The OVDinfo website reports that Sergei Gandlevsky was detained on May 23 by police officers at the Lubyanka Metro station in Moscow after he ripped down a portrait of the bloody dictator Joseph Stalin stuck on a wall.  He was, fortunately, released after a couple of hours without any protocol being drawn up. 

Gandlevsky, a poet, prose writer and translator, explains that he ripped down the portrait of a criminal.  A man standing nearby, however, came up to him and asked him what he was doing, and then disappeared.  He re-emerged, together with two police officers who carted him off to a police booth within the metro.  The officers were disrespectful in their behaviour and threatened to jail him for what they called ‘vandalism and petty hooliganism’. 

They avoided mentioning Stalin, however, and presumably understood that even in today’s Russia, ripping down the portrait of a mass murderer, posted without permission on the metro, does not make for a good court case.

Revision of Russian and Soviet history under Vladimir Putin began in earnest in around 2007, and since then there has been a noticeable drive to whitewash Stalin and deny or minimize his crimes.  It is a telling sign that monuments and posters of Stalin are appearing in both Russian-occupied Crimea and areas of Donbas under Kremlin-backed militant control.  Within a year of Russia’s invasion and annexation of Crimea,  a monument was unveiled in Yalta to Stalin, British Prime Minister Winston Churchill and US President Franklin Roosevelt.  The move was an open insult to Crimean Tatars whom Stalin had deported as a people in 1944, but is deeply offensive to most Ukrainians.  A plaque to the dictator has also been erected, and his image is quite often seen at various public events.

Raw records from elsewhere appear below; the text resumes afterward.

PR #2887, opened 2026-08-31
feat(ota): five-tap beta switch that puts a tester on the staging channel

innolope-dev:
## Why

Every merge to `dev` publishes a bundle to the Capgo `staging` channel and **no device ever reads it**: `production` is the app's default download channel, the app never calls `setChannel()`, and `staging` has self-assignment turned off. So an OTA today is all-or-nothing — internal testing on a real device has no path at all.

## What

**Profile → About → five taps on the version line** reveals a Beta-updates switch:

- **on** → `setChannel('staging')` + an immediate update check, so the next launch runs the beta bundle;
- **off** → `unsetChannel()` **and** `reset()` back to the store bundle. Staging versions (commit-count band) outrank every production one, so no production OTA could ever replace a beta bundle — dropping to builtin is the only exit, and leaving it out would strand testers on beta forever;
- the row also prints the running bundle and the Capgo device ID (tap to copy), which is what someone needs to force a device onto a channel from the dashboard.

Hidden behind the tap gesture and behind `isNativeBridge()`, so it never renders on web and can't be reached by accident.

A refused channel is reported as its own case (`OtaChannelClosedError`) with a message naming the fix, because until an admin flips the toggle below, **that is what every tester will hit**.

## Dashboard prerequisite (not in this PR)

`staging` → Information → **"Allow devices to self dissociate/associate"** must be enabled in Capgo; it is off today, and changing it needs a Super Admin. Until then the switch shows "ask an admin to allow self-assignment".

Unrelated but adjacent, also for a Super Admin: the app's **default upload channel is `ios-mobile-release`**, a dead lane from the retired `feat/mobile-release` branch. Nothing in CI uploads without `--channel`, so it is inert, but it should point at `staging` before that channel and `android-mobile-release` are deleted. Default *download* channel is correctly `production`.

## Tests

- `capgo-updater`: join stages a bundle, a rejected/`error`-carrying `setChannel` surfaces as a closed channel, leave unsets **and** resets.
- `About.view`: four taps reveal nothing, the fifth does, and a lapsed window forgets the streak.
- `BetaUpdatesCard`: hidden off native, closed-channel and restart-needed toasts.

`docs/NATIVE-RELEASE.md` §9 gains the tester path and its two prerequisites.

### DIFF
--- a/docs/NATIVE-RELEASE.md
+++ b/docs/NATIVE-RELEASE.md
@@ -331,12 +331,18 @@ from the dashboard instead.
 
 Three prerequisites, all one-time:
 
-- The account must be in the **`beta-ota-channel`** PostHog cohort. The tap gesture only
-  hides the switch; this is what decides who may use it, because `staging` runs unreleased
-  code against production money and self-assignment is open to any device once enabled.
-  Non-prod builds bypass the flag so QA doesn't need a cohort edit.
+- The account must be in the **`beta-ota-channel`** PostHog cohort, which is what keeps
+  the switch off customer devices. Read what it is, though: a client-side flag that
+  decides whether a React component renders. `setChannel` talks to Capgo directly with
+  the app key shipped in every binary, and non-prod builds skip the flag entirely, so
+  anyone running a modified client can self-assign regardless. It stops people who did
+  not mean to be on beta, not people who do. Move the join behind the backend (verify
+  the account server-side, assign the device through Capgo's API) if that ever needs to
+  be a real boundary.
 - `staging` must have **"Allow devices to self dissociate/associate"** enabled, or
-  `setChannel()` is refused and the app says so. Changing it needs a Super Admin.
+  `setChannel()` is refused and the app says so. Changing it needs a Super Admin — and
+  it is the decision that actually opens the channel: from that point any install that
+  can call the plugin can join, whatever the cohort says.
 - The tester's binary must not outrank the bundle: `disable_auto_update_under_native`
   makes a device on versionName 1.1.x refuse anything sorting below it. Staging's
   commit-count band sits far above production's, so this only bites right after a native
--- a/docs/NATIVE-RELEASE.md
+++ b/docs/NATIVE-RELEASE.md
@@ -352,6 +352,13 @@ Leaving the channel unsets it **and** calls `reset()` back to the store bundle: 
 versions outrank every production one, so no production OTA could ever replace a beta
 bundle on its own.
 
+One asymmetry to know before forcing anyone from the dashboard: `unsetChannel()` is
+local-only in the plugin (it drops a stored preference and returns ok), so a **dashboard
+device override survives it** and Capgo keeps serving beta. The switch detects that —
+it re-reads the effective channel and says an admin has to remove the override rather
+than resetting into an exit that undoes itself on the next launch — but the removal is
+dashboard-side. Self-assignment is the cleaner enrolment path for that reason.
+
 ---
 
 ## 10. Pre-submission verification
--- a/docs/NATIVE-RELEASE.md
+++ b/docs/NATIVE-RELEASE.md
@@ -329,8 +329,12 @@ Beta-updates switch that calls `setChannel('staging')` — no dashboard work per
 the row also prints the device ID for the times someone has to be forced onto a channel
 from the dashboard instead.
 
-Two prerequisites, both in Capgo, both one-time:
+Three prerequisites, all one-time:
 
+- The account must be in the **`beta-ota-channel`** PostHog cohort. The tap gesture only
+  hides the switch; this is what decides who may use it, because `staging` runs unreleased
+  code against production money and self-assignment is open to any device once enabled.
+  Non-prod builds bypass the flag so QA doesn't need a cohort edit.
 - `staging` must have **"Allow devices to self dissociate/associate"** enabled, or
   `setChannel()` is refused and the app says so. Changing it needs a Super Admin.
 - The tester's binary must not outrank the bundle: `disable_auto_update_under_native`
--- a/docs/NATIVE-RELEASE.md
+++ b/docs/NATIVE-RELEASE.md
@@ -357,7 +357,9 @@ local-only in the plugin (it drops a stored preference and returns ok), so a **d
 device override survives it** and Capgo keeps serving beta. The switch detects that —
 it re-reads the effective channel and says an admin has to remove the override rather
 than resetting into an exit that undoes itself on the next launch — but the removal is
-dashboard-side. Self-assignment is the cleaner enrolment path for that reason.
+dashboard-side. Self-assignment is the cleaner enrolment path for that reason. When Capgo
+cannot be reached to answer that question, the switch refuses to reset at all and asks the
+tester to retry online: only a confirmed answer licenses the reset.
 
 ---
 
--- a/docs/NATIVE-RELEASE.md
+++ b/docs/NATIVE-RELEASE.md
@@ -321,6 +321,27 @@ own `out/` under the binary's versionName, then assert the channel serves it.
 - **Boundary:** OTA ships web assets only. New plugins, Gradle, permissions, versionCode
   → Play release.
 
+### Internal testing (the `staging` channel on a real device)
+
+Every merge to `dev` already publishes to `staging`; the missing half was a way for a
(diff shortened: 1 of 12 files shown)


innolope-dev:
Addressed all three Chip findings in 97a0f8a.

**MAJOR — five taps exposes staging to every customer.** Correct, and the tap gesture was never an eligibility check. The card is now gated on the **`beta-ota-channel`** PostHog cohort (`nonProdBypass`, so previews and local builds still show it without a cohort edit). The gesture hides it; the flag decides who may use it. Device-ID forcing from the dashboard stays available for anyone outside the cohort — the row prints the ID for exactly that.

**MAJOR — failed beta downloads reported success.** Fixed. `checkAndStageUpdate()` now returns `staged | up-to-date | failed`, `joinBetaOtaChannel()` passes it through, and the switch has a distinct message per outcome: restart-now only after `next()`, "nothing newer right now" for an up-to-date join, and a warning when the channel was joined but no bundle could be fetched — which is where the `disable_auto_update_under_native` case lands. Tests cover the version-gate and download-failure paths.

**MINOR — every failure labeled as a closed channel.** Fixed. Only the private-channel codes (`channel_private`, `disabled_by_config`, `channel_not_found`, `cannot_set_channel`) map to `closed`, read from both the `CapacitorException` `data.error` code and the message; everything else falls through to `failed`. Added a network-error test and one for the `data.error` shape.

`docs/NATIVE-RELEASE.md` now lists the cohort as the first of three prerequisites.

innolope-dev:
Second review pass addressed in 538da04.

**MAJOR — cohort removal hides the only beta exit.** Right, and it was the worst version of the bug: a device already on `staging` cannot be recovered by any production OTA, so hiding the card on a cohort miss stranded the tester permanently. The card now renders whenever `isBeta` is true regardless of the flag; only *joining* needs the cohort (the toggle is disabled for a non-cohort account that is already off). Test covers the offboarded-tester case.

**MAJOR — docs presented a client-side flag as access control.** Fair, and the doc now says the opposite of what it said: `setChannel` talks to Capgo directly with the app key shipped in every binary, non-prod builds skip the flag entirely, so **enabling self-assignment is the decision that opens the channel** and the cohort only keeps unintended devices off it. Routing the join through the backend is named as the option if that ever needs to be a real boundary.

**MINOR — Android private-channel codes fall through.** Confirmed against the plugin source (`CapacitorUpdaterPlugin.java:1227`, `CapacitorUpdaterPlugin.swift:930`): added `cannot_update_via_private_channel` and `channel_self_set_not_allowed`, dropped `cannot_set_channel` which does not exist. Parameterized test over all three real codes.

**MINOR — half-failed leave reads as a clean exit.** `reset()` is now retried once, and a second failure throws `OtaResetFailedError` → `left-still-beta`, which tells the tester the app is still on the beta build and has to be reinstalled. That state is unrecoverable by OTA, so it had to stop reading as success.

**MINOR — unhandled rejection copying the device ID.** Now async/try-catch with a failure toast.

innolope-dev:
**MINOR — join fires an unguarded concurrent update check.** Real, fixed in 869bb11.

The window is wider than the 5s delay suggests: the launch check can still be *downloading* when the tester flips the switch, and both paths called `checkAndStageUpdate()`, so both could reach `next()` — the bundle that boots is whichever write lands last, possibly the one resolved against the channel the device just left.

Checks now queue through a module-level `pendingCheck`. Deliberately a queue rather than a shared in-flight promise: the join needs a check made *after* its `setChannel`, so handing it the launch check's verdict on the old channel would have been the wrong fix — it would report `up-to-date` for production and never look at staging at all.

Test drives the real ordering: hold the launch check unresolved, join, assert no second `getLatest` starts, release it, then assert the beta bundle is the one staged.

The trade-off, stated plainly: a join during a slow bundle download now waits for it, showing as the switch's busy state, instead of racing it.

innolope-dev:
Both new findings are right — fixed in c739c0f.

**MAJOR — leave races an in-flight check.** Same hazard as the join, worse outcome: a check that already chose its bundle against `staging` can call `next()` after the reset cleared it, so the device boots beta code with the channel unset — exactly the state `reset()` exists to prevent. `queueUpdateCheck` is now a general `queueOtaWork`, and `leaveBetaOtaChannel` runs through it, so unset + reset can never interleave with a check. Test holds a launch check unresolved, calls leave, asserts `unsetChannel` has not fired, then releases it.

**MINOR — a leave with no reload was silent and snapped the toggle back on.** Also right, and the path is easy to hit: join while up-to-date (nothing downloaded), toggle straight off, `reset()` resolves without reloading because the device is already on the builtin bundle. `setBeta` now refreshes the status after a leave, and `left` gets its own confirmation toast — unobservable in the usual reload case, correct in this one.

For the record on the first comment in this thread (the pre-`538da04` "five taps exposes staging to every customer"): the cohort gate landed in 97a0f8a and the docs correction — that the cohort is not a security boundary and enabling self-assignment is what opens the channel — in 538da04.

innolope-dev:
Correct, and worse than described — fixed in 1f50c4f.

I checked the plugin source rather than assuming: in 8.45.9 `unsetChannel` never contacts the backend at all. iOS (`CapgoUpdater.swift:1632`) and Android (`CapgoUpdater.java:1324`) both just drop the persisted `defaultChannel` key and return `ok`. `setChannel`, by contrast, POSTs to the channel endpoint. So *any* server-side assignment outlives the unset — not only a dashboard override — and the app has no way to clear one.

The leave now re-reads the effective channel with `getChannel()` (a PUT to the same endpoint, so it reports what Capgo will actually serve). If it still says `staging`, it raises `OtaChannelOverrideError` → `left-override`, and the toast says an admin has to remove the device's channel override.

Deliberately **no reset in that branch**: resetting would clear the bundle, reload the app — taking the explanation with it — and the next launch would stage beta again. A tester who cannot leave should be told why, not shown an exit that silently undoes itself. When `getChannel()` fails (offline), the leave proceeds to reset as before rather than blocking on a network round-trip; test covers that path too.

`docs/NATIVE-RELEASE.md` now flags the asymmetry: self-assignment is the cleaner enrolment path precisely because dashboard-forced devices can only be released from the dashboard.

innolope-dev:
Re-raise acknowledged and fixed in e38ff13 — the previous fix left exactly the hole you name.

`getChannel().catch(() => null)` fell through to `reset()`, so a dashboard-forced tester who was offline got reloaded onto the store bundle, the reload ate the explanation, and the surviving override routed them back to beta on the next check. That is the failure the check was added to prevent, reintroduced through its own error path.

Now only a confirmed answer licenses the reset. An unreachable or error-bearing response raises `OtaChannelUnknownError` → `left-unconfirmed`: no reset, the switch stays on, and the toast asks the tester to retry online.

Replaying one adjacent variant found a second instance of the same shape: the plugin returns `{ error: 'rate_limit_exceeded' }` **with no channel field**, which my `effective?.channel === BETA` test read as "clear" and would also have reset. The gate is now `!effective || effective.error` → indeterminate; an empty `channel` on a clean response still resets, which is the normal self-assigned exit. Both cases are covered by a parameterized test asserting `reset` is not called, plus one asserting it still is once Capgo confirms no assignment.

An article in Russian state-funded Sputnik International in September 2015 claimed that  criticism of the Soviet past, including Joseph Stalin, is part of a US and NATO attack on “today’s Russia and its leadership that is unwilling to bow before the West.”  Although the words were those of the ‘expert’ interviewed, they were ominously reminiscent of a recent article from Russia’s Minister of Culture Vladimir Medinsky effectively defending Stalin’s role in the country’s history.  This new accusation of “blatant falsification of history used as a traditional Cold War tool” comes a year after a Russian decree closed access to almost all archival records on the KGB and its secret police predecessors for another 30 years.

In March 2015 the plans were first announced – and later unfortunately implemented -  of a museum honouring the murderous dictator in the Tver oblast.  Valentina Sharipova, co-head of the Tver branch of the Memorial Society which began as an initiative to finally uncover the truth about Stalin’s crimes and the fate of his victims, gave a blistering assessment of the whole pathos around reinstating Stalin.  She suggested that it was all about “propping up the glory of our modern general Putin of Crimea.  To draw parallels, so to speak”.  She said that there were many teams in Russia now working on monuments to Putin, and wrote: “It has to be admitted: tyranny in Russia is like a hereditary disease. And like a brain tumour, virtually incurable”.